3) Restaurants cheat. Peruse the categories and you’ll see a few restaurants that are in half the categories. You’ll see places you’ve eaten at and know are garbage. You’ll see Thai restaurants listed in the dessert category above bakeries. Why? Because restaurants cheat. It’s enough of an advantage that most of the newsletters from restaurants I’ve been receiving include a request for readers to vote for them online. But some restaurants take it a step further and vote day after day, encouraging their staffs to do the same.

So what’s a conscientious objector to do? Throw a tea party, of course — Boston style. Fight fire with fire. Cheat in the name of the underdog, the good guy. The following is how to stuff the ballot at Citysearch, and I encourage you all to do so.

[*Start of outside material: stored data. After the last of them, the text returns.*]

PR #297, opened 2021-01-20
Tear down ObserveRIB streaming RPC when RIB is destroyed

taktv6:
Background: After a router went down all routes have been withdrawn as expected to all clients currently running the ObserveRIB gRPC. However, the BMP server creates fresh VRFs and RIBs when a BMP session comes back up.
Thus the running ObserveRIB calls were using stale RIB references and in the end not sending any new routes received via BMP to the running ObserveRIB clients. It is better to just detect this situation and end the RPC so clients can reconnect and get information from the current RIB.

### DIFF
--- a/routingtable/client_interface.go
+++ b/routingtable/client_interface.go
@@ -13,7 +13,8 @@ type RouteTableClient interface {
 	RemovePath(*net.Prefix, *route.Path) bool
 	ReplacePath(*net.Prefix, *route.Path, *route.Path)
 	RefreshRoute(*net.Prefix, []*route.Path)
-	Destroy()
+	// A call to Dispose() signals that no more updates are to be expected from the RIB the client is registered to.
+	Dispose()
 }
 
 type AdjRIB interface {
@@ -38,5 +39,6 @@ type AdjRIBOut interface {
 	AddPathInitialDump(pfx *net.Prefix, path *route.Path) error
 	ReplacePath(*net.Prefix, *route.Path, *route.Path)
 	RefreshRoute(*net.Prefix, []*route.Path)
-	Destroy()
+	// A call to Dispose() signals that no more updates are to be expected from the RIB the client is registered to.
+	Dispose()
 }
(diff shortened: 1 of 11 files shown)


routingtable/vrf/vrf_registry.go
```diff
@@ -59,12 +59,15 @@ func (r *VRFRegistry) UnregisterVRF(v *VRF) {
 	delete(r.vrfs, v.routeDistinguisher)
 }
 
-// UnregisterAll unregisters all VRFs
-func (r *VRFRegistry) UnregisterAll() {
+// DisposeAll dosposes all VRFs
+func (r *VRFRegistry) DisposeAll() {
```
hikhvar, line 63: Maybe call this `DestroyAll` or rename the method of the interface to `Dispose`?

routingtable/client_interface.go
```diff
@@ -37,4 +38,5 @@ type AdjRIBOut interface {
 	AddPathInitialDump(pfx *net.Prefix, path *route.Path) error
 	ReplacePath(*net.Prefix, *route.Path, *route.Path)
 	RefreshRoute(*net.Prefix, []*route.Path)
+	Destroy()
```
hikhvar, line 41: What semantics are bound to this request? What should an implementor of this interface guarantee after the `Destroy` method is called?

routingtable/client_interface.go
```diff
@@ -13,6 +13,7 @@ type RouteTableClient interface {
 	RemovePath(*net.Prefix, *route.Path) bool
 	ReplacePath(*net.Prefix, *route.Path, *route.Path)
 	RefreshRoute(*net.Prefix, []*route.Path)
+	Destroy()
```
hikhvar, line 16: Same here. What are the semantics? Maybe move this function to an own interface and use interface compositioning?

hikhvar (changes requested):

routingtable/vrf/vrf_registry.go
taktv6: Done.

routingtable/client_interface.go
taktv6: Added comment

routingtable/client_interface.go
taktv6: Added comment

hikhvar (approved):

PR #299, opened 2021-01-22
BMP: Enable TCP keepalive

taktv6:


protocols/bgp/server/bmp_server.go
```diff
@@ -90,6 +92,14 @@ func (b *BMPServer) AddRouter(addr net.IP, port uint16) {
 				continue
 			}
 
+			if b.keepalivePeriod != 0 {
```
BarbarossaTM, line 95: This seems to only be not true if `keepalivePeriod` explicitly is set to 0 (as it's defaulted to 1 in the vars). Is this intended?

taktv6: Yes that is intended because having stale TCP sessions to BMP instances causes stale routing information.
When a routers loses power or gets isolated the BMP session would stay "up" for quite some time and network does not converge. Tested for you ;-)

BarbarossaTM (approved):
LGTM

PR #300, opened 2021-02-06
Add test for IPv4FromBytes

jayay:
This tests the code **the way it behaves right now**, without any modification. I assume it is correct, but I'm asking you to take good attention during the review. This one seems to be straight forward, but I will submit more PRs I'll need a little bit of help with 😬

### DIFF
--- a/net/ip_test.go
+++ b/net/ip_test.go
@@ -674,3 +674,24 @@ func TestMaskLastNBits(t *testing.T) {
 		assert.Equal(t, test.expected, res, test.name)
 	}
 }
+
+func TestIPv4FromBytes(t *testing.T) {
+	resultZero := IPv4FromBytes([]byte{})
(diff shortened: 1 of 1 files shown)


net/ip_test.go
```diff
@@ -674,3 +674,24 @@ func TestMaskLastNBits(t *testing.T) {
 		assert.Equal(t, test.expected, res, test.name)
 	}
 }
+
+func TestIPv4FromBytes(t *testing.T) {
+	resultZero := IPv4FromBytes([]byte{})
```
hikhvar, line 679: a more idomatic way to write this test would have been to use a table test like in `TestMaskLastNBits`. Since the testcases are very stable I will merge this anyways. No need to overengineer the tests.

hikhvar (approved):

PR #301, opened 2021-02-06
Test PathAttribute.Copy()

jayay:
This tests the code **the way it behaves right now**, without any modification. I assume it is correct, but I'm asking you to take good attention during the review.

This tests checks for the outcome to be a shallow copy.


protocols/bgp/packet/path_attributes_test.go
```diff
@@ -2383,3 +2383,37 @@ func TestDecode4ByteASN(t *testing.T) {
 		assert.Equal(t, test.expected, res, test.name)
 	}
 }
+
+func TestPathAttributeCopy(t *testing.T) {
+	attr := &PathAttribute{
```
hikhvar, line 2388: Can you make up a PathAttribute with every Field not set to a default value? This ensures every field is copied and not set to the default value.

hikhvar (dismissed):

protocols/bgp/packet/path_attributes_test.go
jayay: I've added every field that exists for now. However, the test will not fail if someone adds a new field to the struct and forgets to copy its value in the `Copy()` function. Do you think I should test that scenario using reflection or does that sound like a bad, over-engineered idea?

taktv6 (approved):
LGTM

PR #303, opened 2021-02-07
Add test for as_path.go + repair String()

jayay:
Adds test for `protocols/bgp/types/as_path.go`. The `String()` function of `ASPath` was re-implemented because its output was broken: sometimes spaces were missing, or in case it only contained one segment of type `ASSet`, it used to generate a leading space.

The rewrite of the `String` func was reviewed by @taktv6.

### DIFF
--- a/protocols/bgp/types/as_path.go
+++ b/protocols/bgp/types/as_path.go
@@ -1,7 +1,8 @@
 package types
 
 import (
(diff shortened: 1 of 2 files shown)


taktv6 (approved):
LGTM. Thanks for your contribution!

PR #308, opened 2021-11-28
add passive mode for BMP

tobikris:
Hey, I had a usecase for a passive BMP connection (e.g. the router should initiate the TCP connection).

I tried to add it to the best of my understanding of the inner workings of bio-rd.
I am not sure how to add a unit test for it though.

Side-note: one of the existing test cases is failing even on master (TestFSMAFIInitDispose).

### DIFF
--- a/protocols/bgp/server/bmp_server.go
+++ b/protocols/bgp/server/bmp_server.go
@@ -54,6 +54,7 @@ func NewServer(keepalivePeriod time.Duration) *BMPServer {
 }
 
 // Listen starts a listener for routers to start the BMP connection
+// the listener needs to be closed by calling Close() on the BMPServer
 func (b *BMPServer) Listen(addr string) error {
 	tcp, err := net.ResolveTCPAddr("tcp", addr)
 	if err != nil {
@@ -72,7 +73,6 @@ func (b *BMPServer) Listen(addr string) error {
 		return err
 	}
 	b.listener = l
-	defer l.Close()
 
 	for {
 		c, err := l.Accept()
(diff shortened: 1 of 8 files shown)


protocols/bgp/server/bmp_server.go
```diff
@@ -52,15 +53,116 @@ func NewServer(keepalivePeriod time.Duration) *BMPServer {
...
+		}
+		go b.handleConnection(c)
+	}
+}
+
+func (b *BMPServer) handleConnection(c net.Conn) {
+	remoteIP := c.RemoteAddr().(*net.TCPAddr).IP
+
+	var r *Router
+	for _, router := range b.getRouters() {
```
taktv6, line 94: Let's use the GetRouter() method here. Then just check for passive flag.

protocols/bgp/server/bmp_server.go
```diff
@@ -52,15 +53,116 @@ func NewServer(keepalivePeriod time.Duration) *BMPServer {
...
+			"router":         r.Name(),
+		}).Error("router already connected, dropping connection")
+		c.Close()
+		return
+	}
+
+	b.establishConnection(c, r, true)
+}
+
+func (b *BMPServer) establishConnection(c net.Conn, r *Router, passive bool) error {
```
taktv6, line 121: Not happy with this naming. Let's rename establishConnection to handleConnection. The current handleConnection should be validateConnection() bool. Move the call of establishConnection into the Listen() method and call it only if validateConnection() returned true.

protocols/bgp/server/bmp_server.go
tobikris: Thanks, changed it.

protocols/bgp/server/bmp_server.go
tobikris: I changed the names and moved the call.

taktv6 (approved):

PR #309, opened 2021-11-28
add rib filtering

tobikris:
I would like to be able to filter the RIB dump for the originating AS and prefix lengths.


route/route_test.go
```diff
@@ -666,3 +668,57 @@ func TestRouteEqual(t *testing.T) {
 		assert.Equal(t, tc.equal, res)
 	}
 }
+
+func TestRouteIsBGPOriginatedBy(t *testing.T) {
+	tests := []struct {
+		r      *Route
```
taktv6, line 674: Let's add a name/description to each test case.

route/route_test.go
```diff
@@ -666,3 +668,57 @@ func TestRouteEqual(t *testing.T) {
...
+				},
+			},
+			origBy: 65000,
+			isOrig: true,
+		},
+	}
+
+	for _, tc := range tests {
+		res := tc.r.IsBGPOriginatedBy(tc.origBy)
+		assert.Equal(t, tc.isOrig, res)
```
taktv6, line 722: Let's print the test cases name here too.

tobikris:
I added test case names and another test for an empty AS path.

taktv6 (approved):

PR #314, opened 2021-12-02
Drop linter

taktv6:


awlx:
Not sure if that’s enough but if not I have a look tomorrow.

awlx (approved):

PR #319, opened 2022-01-20
fix BGPPath Origin cases for string and print

mordner:
IGP and Incomplete cases are mixed up for string and print.


taktv6 (dismissed):
LGTM. Thanks!

taktv6:
I think you need to adjust this test: https://github.com/bio-routing/bio-rd/blob/master/route/bgp_path_test.go#L546

taktv6 (approved):
LGTM

PR #422, opened 2025-09-19
Check `Interpolate` argument numbering

leo-collins:
Adds some checks on the argument numberings to the `Interpolate` form.


jorgensd:
To me this looks good. However, as this mainly touches firedrake specific functionality (for now), I'd like @dham opinion.

PR #423, opened 2025-09-29
Expose `ufl.Label`

jorgensd:
Currently unreachable as it is within `ufl.variable`, which is overloaded by the `variable` function at import

### DIFF
--- a/ufl/__init__.py
+++ b/ufl/__init__.py
@@ -439,6 +439,7 @@ from ufl.tensors import (
     unit_vectors,
 )
 from ufl.utils.sequences import product
+from ufl.variable import Label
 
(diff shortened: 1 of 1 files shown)


test/test_derivative.py
```diff
@@ -951,3 +953,34 @@ def NS_a(u, v):
     L = NS_a(U, v) * dx
     _ = derivative(L, U, du)
     # TODO: assert something
+
+
+def test_variable_label():
+    """Check that deriviatives respect variable labels"""
```
jorgensd, line 959:
```suggestion
    """Check that derivatives respect variable labels"""
```

PR #426, opened 2025-10-03
`extract_arguments` on nested `BaseFormOperator`

leo-collins:
Fix `extract_arguments` to work with nested base form operators. Needed for https://github.com/FEniCS/ufl/pull/425

### DIFF
--- a/ufl/algorithms/analysis.py
+++ b/ufl/algorithms/analysis.py
@@ -106,7 +106,7 @@ def extract_type(a, ufl_types):
             # Filter out any BaseFormOperators if necessary
             # from the recursively extracted results
             if remove_base_form_ops:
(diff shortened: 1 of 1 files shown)


leo-collins:
If we did

```
u1 = Cofunction(V1.dual())
u2 = Interpolate(Argument(V2, 0), u1)
u3 = Interpolate(Argument(V3, 0), u2)
args = extract_type(u3, BaseArgument)
```

then `args` contained an `Interpolate` which is wrong

pbrubeck:
If we have a primal `Expr` involving `BaseFormOperators`, the way to identify uncontracted arguments should be to cast into a `BaseForm` and then call `BaseForm.arguments()`.

leo-collins:
In this case though `u3.arguments()` only contains `Argument(V3, 0)`

PR #434, opened 2025-10-21
Try splitting python-app workflow into separable steps

jorgensd:
The monolithic `pythonapp.yml` is broken into separable steps, which are all called from `deploy.yml`, making it easier to pinpoint issues, and run manual triggers.

Logic is now:

1. Lint code
2. If 1 is successful run test matrix on python and os version
   2b) if successful, upload coveralls if on main or on a tag.
3. If 2 is successful build and upload documentation.

### DIFF
--- a/.github/workflows/docs.yml
+++ b/.github/workflows/docs.yml
@@ -2,33 +2,32 @@ name: Build UFL Documentation
 on:
   workflow_call:
     inputs:
-        deploy:
-            description: 'Deploy documentation'
-            required: false
-            default: false
-            type: boolean
+      deploy:
+        description: "Deploy documentation"
+        required: false
+        default: false
+        type: boolean
 
   workflow_dispatch:
     inputs:
-        deploy:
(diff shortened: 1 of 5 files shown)


.github/workflows/docs.yml
```diff
@@ -0,0 +1,68 @@
+name: Build UFL Documentation
```
jhale: The deployment of the documentation should be in this file, and only run if a parameter deploy is true.

.github/workflows/pythonapp.yml
```diff
@@ -1,99 +1,93 @@
...
+        deploy:
+            description: 'Whether to deploy documentation'
+            required: false
+            default: false
+            type: boolean
+
+  workflow_dispatch:
+    inputs:
+        python-version:
+          description: 'Python version to use'
```
jorgensd:
```suggestion
          description: 'Python version'
```

PR #447, opened 2025-11-24
Fix action interpolate simplification

leo-collins:
The simplification `Action(OneForm, Interpolate(Expr, Coargument)) -> Interpolate(Expr, OneForm)` was failing in the case where `Expr` had an argument due to the new numbering checks. I think this worked before because in Firedrake we were renumbering arguments inside `Interpolate`. This was pointed out here: https://github.com/firedrakeproject/firedrake/discussions/4597

### DIFF
--- a/test/test_interpolate.py
+++ b/test/test_interpolate.py
@@ -35,7 +35,7 @@ from ufl.algorithms.analysis import (
 )
 from ufl.algorithms.expand_indices import expand_indices
 from ufl.core.interpolate import Interpolate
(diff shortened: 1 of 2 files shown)


leo-collins:
Firedrake tests passing here: https://github.com/firedrakeproject/firedrake/pull/4751

dham (dismissed):
This looks exactly right to me, thanks also for the tests.

dham (approved):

1) Vote. Go to Citysearch Portland’s best of, look through the categories, find places you like, and then vote. To return to a restaurant, you can just go to its profile by bookmarking it or copying its address. For example, if you wanted to vote for New York New York in either pizza or sandwich, you would just go to its profile and then at the right side of the screen is a box listing the categories it’s nominated in. See image above. Note that some of your favorites are likely not to be nominated. In that case, you have to search for them in the text box at the bottom of the category page, find their entry (if they even have one) and then nominate them. After you’re done, close your browser windows.

2) Delete Citysearch cookies. On Windows with Internet Explorer, which will be most of you, click “Tools” on the menu bar and drop down to “Internet Options”. Click the “General” tab if it’s not already selected and then click the button titled “Settings”. Now click “View Files”. The Temporary Internet Files folder will open with a list of files. Click “View” on the menu bar, then drop down to “Details”. This will give you an easy to read list of the files in the folder. Click “View” on the menu bar again, drop down to “Arrange Icons By” and a menu will open. Select “Name”. Now all your cookies will be together in the window. Browse the window until you find the cookies. They all begin with “Cookie:”. Look for the ones that have “citysearch.com” in them. There will usually be two or three if you’ve already voted. See the image above. Delete those. You can leave this window open to avoid having to re-open it in the future. (If you use Firefox or a similar browser, go here to see about deleting cookies. If you have a Mac running Safari, go here.)

3) Repeat.

It sounds more complicated than it is. This whole process shouldn’t take more than a minute unless you’re voting in a lot of categories at a time.

Here are some of my darkhorse picks:

Best Barbeue: Ken’s Place
Best Cheap Eats: Bahn Cuon Tan Dinh
Best Mexican: Autentica
Best Thai: Siam Society

These are all places that don’t get as much business as they deserve and aren’t currently even in the top 10 listed. Hopefully that will change, but there isn’t much time left and the cheaters have a big head start.

But if you’d rather, vote for the most objectionable, piece of garbage restaurant you can imagine. If you want to hop on an already hurtling pile of you-know-what, Stockpot Broiler, like last year, is tops in several categories, probably as the result of ballot stuffing by their employees or owners. It’s like writing in Alfred E Neuman for president. The more absurd the result, the less cachet it carries.